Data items
_ _ _ _ _ _ _

PR #410, opened 2026-08-04
test: add ha_cluster_test_skip_kernel_modules to skip modules used by test machines

richm:
Some of our test systems use kernel modules that ha_cluster cannot unload.  Add
ha_cluster_test_skip_kernel_modules which is a string containing a space delimited
list of names of kernel modules to skip or ignore.  This will be passed in by the
test framework on those machines which require modules that cannot be unloaded.

## Summary by CodeRabbit

* **Bug Fixes**
  * Improved SBD watchdog module handling by excluding configured kernel modules from unloading.
  * Updated validation to accommodate intentionally skipped watchdog modules.

### DIFF
--- a/tasks/shell_pcs/sbd.yml
+++ b/tasks/shell_pcs/sbd.yml
@@ -27,11 +27,12 @@
               community.general.modprobe:
                 name: "{{ module }}"
                 state: absent
-              loop: "{{
-                __ha_cluster_local_node.sbd_watchdog_modules_blocklist | d([])
-                }}"
+              loop: "{{ __blocklist | difference(__test_skip_list) | list }}"
               loop_control:
                 loop_var: module
+              vars:
+                __blocklist: "{{ __ha_cluster_local_node.sbd_watchdog_modules_blocklist | d([]) }}"
+                __test_skip_list: "{{ (ha_cluster_test_skip_kernel_modules | d('')).split(' ') | list }}"
 
         - name: Configure and load watchdog kernel module
           block:
--- a/tests/template_sbd_all_options.yml
+++ b/tests/template_sbd_all_options.yml
@@ -87,6 +87,7 @@
       assert:
         that:
           - "'iTCO_wdt' not in __test_sbd_watchdog_sbd_lsmod.stdout"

_ _ _ _ _ _ _

◆ TASK STATEMENT
The response has to give back every record verbatim.

◆ WRITTEN ANSWER
PR #410, opened 2026-08-04
test: add ha_cluster_test_skip_kernel_modules to skip modules used by test machines

richm:
Some of our test systems use kernel modules that ha_cluster cannot unload.  Add
ha_cluster_test_skip_kernel_modules which is a string containing a space delimited
list of names of kernel modules to skip or ignore.  This will be passed in by the
test framework on those machines which require modules that cannot be unloaded.

## Summary by CodeRabbit

* **Bug Fixes**
  * Improved SBD watchdog module handling by excluding configured kernel modules from unloading.
  * Updated validation to accommodate intentionally skipped watchdog modules.

### DIFF
--- a/tasks/shell_pcs/sbd.yml
+++ b/tasks/shell_pcs/sbd.yml
@@ -27,11 +27,12 @@
               community.general.modprobe:
                 name: "{{ module }}"
                 state: absent
-              loop: "{{
-                __ha_cluster_local_node.sbd_watchdog_modules_blocklist | d([])
-                }}"
+              loop: "{{ __blocklist | difference(__test_skip_list) | list }}"
               loop_control:
                 loop_var: module
+              vars:
+                __blocklist: "{{ __ha_cluster_local_node.sbd_watchdog_modules_blocklist | d([]) }}"
+                __test_skip_list: "{{ (ha_cluster_test_skip_kernel_modules | d('')).split(' ') | list }}"
 
         - name: Configure and load watchdog kernel module
           block:
--- a/tests/template_sbd_all_options.yml
+++ b/tests/template_sbd_all_options.yml
@@ -87,6 +87,7 @@
       assert:
         that:
           - "'iTCO_wdt' not in __test_sbd_watchdog_sbd_lsmod.stdout"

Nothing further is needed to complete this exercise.